Соломон Маркович устало крякнул, тяжко вздохнул, вкладывая во вздох великую досаду и грусть, и, тут же потеряв ко мне интерес, поморгал белесыми ресницами, словно желая освободиться от наваждения. Но уже через минуту-другую, беря себя в руки, бухнул кулаком в стенку сбоку, на что оттуда ответили тем же, свидетельствуя о том, что сигнал принят и надлежащая реакция последует.
Не заставив долго ждать, в дверях показалась женщина и с готовностью мягко уперлась взглядом в начальника, стараясь предупредить его желания и намерения.
— Капа! — пребывая в какой-то задумчивости, отрывисто выкрикнул Соломон Маркович, хотя та, кого он звал Капой, стояла перед ним. — Надо у нас вот этого устроить… — указал он на меня взглядом. — Правда, он почти академик, но ты сама уж сообрази, как это сделать…
Пока Капа жалостливо разглядывала новоиспеченного академика, соображая, как же его пристроить, Соломон Маркович, понизив голос до заговорщицкого шепотка, на короткое «понятно, Соломон Маркович» процедил:
— Отведи его к Сашке. Пусть обмундируется по всей форме и приступает к научной деятельности… — И тут же, перебрав что-то в уме, пригрозил кому-то пальцем: — И без всяких там штучек…
Прикрыв за собой дверь, мы с Капой покинули Соломона Марковича, затренькавшего параллельным телефоном, и пошли к Сашке.
Сидел Сашка, завобмундированием, в раздевалке в отороченном полушубке чуть не с женского плеча. С его женственного лица струился взгляд бездельника, не знающего, к чему приложить руки и мысли.
Обмундировавшись по-зимнему — в ватные штаны, телогрейку и валенки, униформу гегемона, на котором, как утверждают, покоится надежда человечества, — я вышел на крыльцо и, скрывая смущение, в ожидании команды присоединился к собратьям по труду.
«РЕМСТРОЙМОНТАЖ», как стало позже известно, не отвечал ни одной букве названия, поскольку ничего не ремонтировал и тем паче не монтировал, а катался из одного конца Москвы в противоположный, развозя неким организациям стройматериалы.
Трудно сказать, какую выгоду извлекала контора из своей деятельности, ничего решительно не производя. Но мы наспех грузили контейнеры линолеумом, мелким набором инструментов да громоздкими болванками, пригодными разве что на металлолом.
Новые впечатления и знакомства убеждали меня в том, что если когда-нибудь я засяду за стол, то смогу воспроизвести множество вещей и явлений, скрытых за шорами времени.
Правда, контора не всегда функционировала в одинаковом ритме. Выпадали дни, когда, с утра до ночи теснясь в раздевалке, мы неистово обкуривали друг друга, дурея от скабрезностей и пустословия. В такие дни, как повелось, Соломон Маркович, дождавшись конца рабочего дня, задерживал Сашку и меня, а остальных отпускал домой. И мы, зная, чем это вызвано, начищали ботинки и готовились в путь за продуктами на Ленинский, где в одном из гастрономов была директором жена Сашки.

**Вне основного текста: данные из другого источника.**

PR #311, opened 2018-04-24
Added keyboard report send policy choice

noseglasses:
The original way of sending keyboard reports once per cycle,
proved to be too inflexible for some applications such as event queueing
plugins (e.g. Papageno or Qukeys).

To make development of such plugins possible/easier, the
original keyboard report send policy (collecting several key events during
matrix scan) was supplemented by a new additional send policy that sends
keyboard reports immediately whenever a key is toggled on/off.

The original policy is preserved as default.
The actual policy that is supposed to be used can be
selected by means of access functions setKeyboardReportSendPolicy()
and getKeyboardReportSendPolicy() of class Kaleidoscope_.
Possible policy choices are
kaleidoscope::KeyboardReportSendCollective (default) and
kaleidoscope::KeyboardReportSendOnEvent.

To allow for ommiting the keyreport that was originally send
once per cycle, the Kaleidoscope_ class gained four additional methods

void preClearLoopHooks(void);
void postClearLoopHooks(void);
void processKeyEvents(void);
void processLoopHooks(void);

that allow to call the original loops substeps individually
and thus to generate a custom main loop that ommits parts
of the default loop (e.g. to suppress the afforementioned keyboard report
submission in the middle of every cycle).

 [This forum discussion](https://community.keyboard.io/t/keyboard-report-clear-in-every-cycle-vs-report-on-key-event/1389) is related and somewhat explains the reason for this PR.

### DIFF
--- a/src/Kaleidoscope.cpp
+++ b/src/Kaleidoscope.cpp
@@ -3,6 +3,8 @@
 
 Kaleidoscope_::eventHandlerHook Kaleidoscope_::eventHandlers[HOOK_MAX];
 Kaleidoscope_::loopHook Kaleidoscope_::loopHooks[HOOK_MAX];
+uint8_t Kaleidoscope_::keyboardReportSendPolicy
+  = kaleidoscope::KeyboardReportSendCollective;
 
 Kaleidoscope_::Kaleidoscope_(void) {
 }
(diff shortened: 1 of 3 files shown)


obra:
@noseglasses - I'm closing this old PR for now. qukeys ended up with an alternate implementation to get what they were hoing to do with something like this. Is it still something we need a solution for to enable what you want to do with Papageno? If so, let's talk it through.

PR #317, opened 2018-05-05
A fix for rollover from a mod-flagged key

gedankenexperimenter:
This (with the matching change to Kaleidoscope-HIDAdaptor-KeyboardioHID) makes it so a rollover from a key with a mod flag applied to one without will not result in the flag from the modified key affecting the next keypress.

This is the other half of keyboardio/Kaleidoscope-HIDAdaptor-KeyboardioHID#5. @noseglasses, please try it out and let me know how well this works for you.

(There is still a problem rolling over between two keys with different modifier flags but the same keycode, but that's a different issue, and not as easy to solve.)

### DIFF
--- a/src/kaleidoscope/hid.h
+++ b/src/kaleidoscope/hid.h
@@ -9,6 +9,11 @@ namespace hid {
 
 extern void initializeKeyboard();
 
+extern bool isPureModifier(Key mappedKey);
+extern void addModFlags(byte flags);
+extern void setModFlagsMask(byte flags);
+extern void pressModFlags(byte flags);
+
 extern void pressKey(Key mappedKey);
 extern void releaseKey(Key mappedKey);
 extern void releaseAllKeys();
--- a/src/kaleidoscope/hid.h
+++ b/src/kaleidoscope/hid.h
@@ -9,7 +9,7 @@ namespace hid {
 
 extern void initializeKeyboard();
 
-extern void setLastKeyPress(Key mappedKey);
+extern void pressToggledOnKey(Key mappedKey);
 
 extern void pressKey(Key mappedKey);
 extern void releaseKey(Key mappedKey);
--- a/src/kaleidoscope/hid.h
+++ b/src/kaleidoscope/hid.h
@@ -9,10 +9,7 @@ namespace hid {
 
 extern void initializeKeyboard();
 
-extern bool isPureModifier(Key mappedKey);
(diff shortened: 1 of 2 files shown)


noseglasses:
Thanks a lot for the quick PR! Currently I don't have my M01 with me, so I cannot try your changes before Tuesday but I am really looking forward to it. I will keep you updated.

gedankenexperimenter:
I just had an idea that might solve to problem of rollover from <kbd>{</kbd> to <kbd>[</kbd> (or _vice versa_). We could check, when a key toggles on, if `mappedKey.keyCode` was in the previous report. If so, we could send a report with that keycode released before sending the new report.

gedankenexperimenter:
…the release could be handled entirely in the HIDAdaptor. I'd replace the `setModFlagsMask()` function with one that registers a new `Key`, both setting `mod_flags_mask` and the newly-pressed keycode. Then, when the report is about to be sent, if the new keycode is non-zero, check its bit in the previous key report, and send an extra report if it is.

gedankenexperimenter:
I've also got an idea for masking held keys that contain modifier flags that are not allowed by the latest keypress, but it wouldn't guarantee that the mask would take effect before the new key press is sent.

noseglasses:
@gedankenexperimenter: I tried you changes and they seem to work with stock Kaleidoscope. At least the rollover issue I described [here](https://github.com/keyboardio/Kaleidoscope-OneShot/issues/26#issuecomment-385458744) is gone. This is definitely good news for Kaleidoscope.

Unfortunately, for me there is still a problem to solve. The additional keyboard report that you introduced in Kaleidoscope-HIDAdaptor-KeyboardioHID seems to cause problems with #311, at least the way I use it with Papageno. I switched to a mode where I send keyboard reports after every event. This apparently does not play well with the additional report.

Currently I don not have much time to investigate this further. But hopefully I will find time to dig into it by the end of the week.

gedankenexperimenter:
Sorry; I was not aware of #311 before, and I find the description incomprehensible (and I don't have time to decipher the code), so you're on your own there.

noseglasses:
> so you're on your own there.

Yes, shure. 
Thanks for fixing the rollover issue anyway. I am sure that a great number of users will benefit from it. And I am positive that I can modify my code so it plays along with your modifications.

obra:
Closing this in favor of #347, which is just an update of the API change.

PR #318, opened 2018-05-10
Define all hooks and event handlers at one point

noseglasses:
This commit adds an X Macro _FOR_EACH_EVENT_HANDLER
to define all information
about hook functions and coresponding event handler methods
at a single place.
By this means it is possible to prevent code redundancies
and make it as simple as possible to add new hooks
or to change their signature in future revisions.

_FOR_EACH_EVENT_HANDLER is invoked in various places whenever hooks and
event handlers are defined or instanciated.

A plugin base class EventHandlerBasePlugin is introduced that implements empty
noop methods for all event handlers.

Event handler documentation was moved from class `Plugin` to definition of _FOR_EACH_EVENT_HANDLER
after the event handlers' explicit definitions have been removed.

I am aware of the intention to provide documentation of the hooks in the Plugin class. But leaving the documentation and the description of the event handlers in `kaleidoscope::Plugin`'s definition would 
require to duplicate the signature of the hooks and thus generate a redundancy.

It might be worth considering if the `_FOR_EACH_EVENT_HANDLER` macro (or how ever you intent to call it) deserves its own header, directly in `src`). The user could be pointed to this header for information about the event handlers that are available in class `Plugin`.


noseglasses:
The code provided does probably not build. I found it too time consuming to setup a Arduino-Boards directory that reflects the required commits in all plugins to be compatible with the WIP branch of Kaleidscope. That's why I did not check it it builds.
There might be some small typos or missing header include paths, but I am quite positive that it is easy to fix those.

noseglasses:
I (ab)used travis to make it build without errors. All commits of this PR might best be squashed.

obra:
Hi!

Thanks for the work on this. For the most part, I'm +1. The one thing I
noticed is that you snuck in an architectural change, moving some code from
Plugin to EventHandlerBasePlugin. If that's not fundamentally tied to the
refactoring being functional, I'd prefer to consider that as a separate
proposal.

-j

noseglasses:
> The one thing I noticed is that you snuck in an architectural change, moving some code from Plugin to EventHandlerBasePlugin. If that's not fundamentally tied to the refactoring being functional, I'd prefer to consider that as a separate proposal.

It's tied because this is the only way to use the `_FOR_EACH_EVENT_HANDLER` macro to define `Plugin`'s event handler methods and at the same time allowing that one single method, namely `onSetup` is overridden to support the legacy plugin API. That's only possible by using inheritance.

obra:
Ok. so it should get wrapped in the guards we use to enable the legacy API.

obra:
and possibly named to show that it’s a temporary hack around a compiler limit for the legacy API, so it’s clear it can go away when we kill the old API

noseglasses:
> and possibly named to show that it’s a temporary hack around a compiler limit for the legacy API, so it’s clear it can go away when we kill the old API

Just added another commit that adds a verbose comment about the possible removal of class `EventHandlerBasePlugin` once the V1 plugin API has been removed.

algernon:
This has been manually merged - thank you!

PR #324, opened 2018-05-16
Minor improvements on Key union

MaxG87:
The Key union is slightly improved by

    * marking functions as constexpr and const 
    * taking arguments as const

At the moment, this might be only cosmetics and modernisations. However, especially the constexpr changes will enable to use Keys in compile time evaluaitions, e.g. allowing to check, whether a retrieved key belongs to a list of expected keys.

### DIFF
--- a/src/key_defs.h
+++ b/src/key_defs.h
@@ -26,41 +26,41 @@ union Key {
   };
   uint16_t raw;
 
-  constexpr inline bool operator==(const uint16_t rhs) const {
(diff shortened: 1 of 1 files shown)


MaxG87:
I just noticed that this PR is very close related to #291.  However, it goes some steps further.

noseglasses:
We might also remove the inline keywords and thus improve readability (if defined inside the class definitions, methods are automatically tagged as inline).

MaxG87:
I just removed inline and pushed the changes.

Снабженные длинным перечнем того, что надлежало купить, мы бросались выполнять поручение Соломона Марковича, полагавшего, видимо, что он льстит нам своим непомерным доверием.

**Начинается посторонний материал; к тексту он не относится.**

PR #332, opened 2018-06-03
Update build flag to compile using C++14

MaxG87:
Triggerd by a recent bugfix commit I noticed that Kaleidoscope is build using C++11. I briefly looked for a discussion of this but did not find any. Since the fix is very small, I thought I just push my luck and directly propose an update. I appologise if I missed something here.

I am on Debian Stretch, downloaded somewhen the recent version of ArduinoIDE and build command line only. Using '-std=c++17' was not recognised by avr-g++ but '-std=c++14' was. Thus I chose the latter.

The benefit of this is that it allows some neat new syntax and relaxes the constraints on constexpr functions greatly. Especially the latter could turn out to be very beneficial to get both readable and zero footprint code.

### DIFF
--- a/bin/kaleidoscope-builder
+++ b/bin/kaleidoscope-builder
@@ -192,7 +192,7 @@ compile () {
 	      ${EXTRA_BUILDER_ARGS} \
 	      -build-path "${BUILD_PATH}" \
 	      -ide-version "${ARDUINO_IDE_VERSION}" \
-	      -prefs "compiler.cpp.extra_flags=-std=c++11 -Woverloaded-virtual -Wno-unused-parameter -Wno-unused-variable -Wno-ignored-qualifiers ${ARDUINO_CFLAGS} ${LOCAL_CFLAGS}" \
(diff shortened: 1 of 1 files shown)


obra:
Sadly, I don’t believe C++14 support is available in GCC 4.9, which is the version of avr-gcc distributed by Arduino



https://unix.stackexchange.com/questions/265668/g-doesnt-recognize-standard-14-std-c14

MaxG87:
Your right, Arduino ships with GCC 4.9. However, that must not be an show stopper. GCC 4.9 already supports part of C++14 (https://gcc.gnu.org/projects/cxx-status.html#cxx14). Unfortunately, the cool stuff, regarding constexpr functions is not yet supported.

Furthermore, avr-gcc seems to accept the --std=c++14 argument. At least I was able to compile a very simple test programm with it. Using --std=c++14 would allow to use the already available features and start to use new features as soon as the shipped GCC allows to.

obra:
With the compiler not really supporting C++14, I'm not comfortable with us
officially declaring that we're targeting C++14. I worry that it's going to
lead to a lot of user and developer confusion and a bunch of "works on my
system", especially because some linux distributions ship custom builds of
Arduino with different compiler versions built by the distro.

I'd be thrilled to revisit this once Arduino has moved the state of their
compilers forward.

Best,
Jesse
ᐧ

MaxG87:
I understand. Let us hope that Arduino moves on soon.

Sincerely
Max

PR #343, opened 2018-07-17
Add a LIB_PROPERTIES_PATH option to the build system

a-dma:
Add a variable to specify where the "library.properties" file can be
found so that the build can include a user-define version number.


obra:
I'm ok with this change

PR #349, opened 2018-08-11
clarify what happened to flag B00100000

jamadagni:
This is just to clarify to anyone who may be reading the sources as to why B00100000 is missing from the flags defs. Not a big deal but I thought it would be useful…

### DIFF
--- a/src/key_defs.h
+++ b/src/key_defs.h
@@ -79,6 +79,7 @@ typedef kaleidoscope::Key Key_;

Держа большой черный баул, в далеком прошлом — портфель, давно утративший первоначальную форму, и поеживаясь от смущения, я забивался в дальний угол вагона метро, дожидаясь, когда Сашка снизойдет до разговора со мной. Но Сашка и не думал облегчать мне смущение. Он явно стыдился наших баулов, да и, по правде сказать, они были не бог весть каким обрамлением его холеному облику.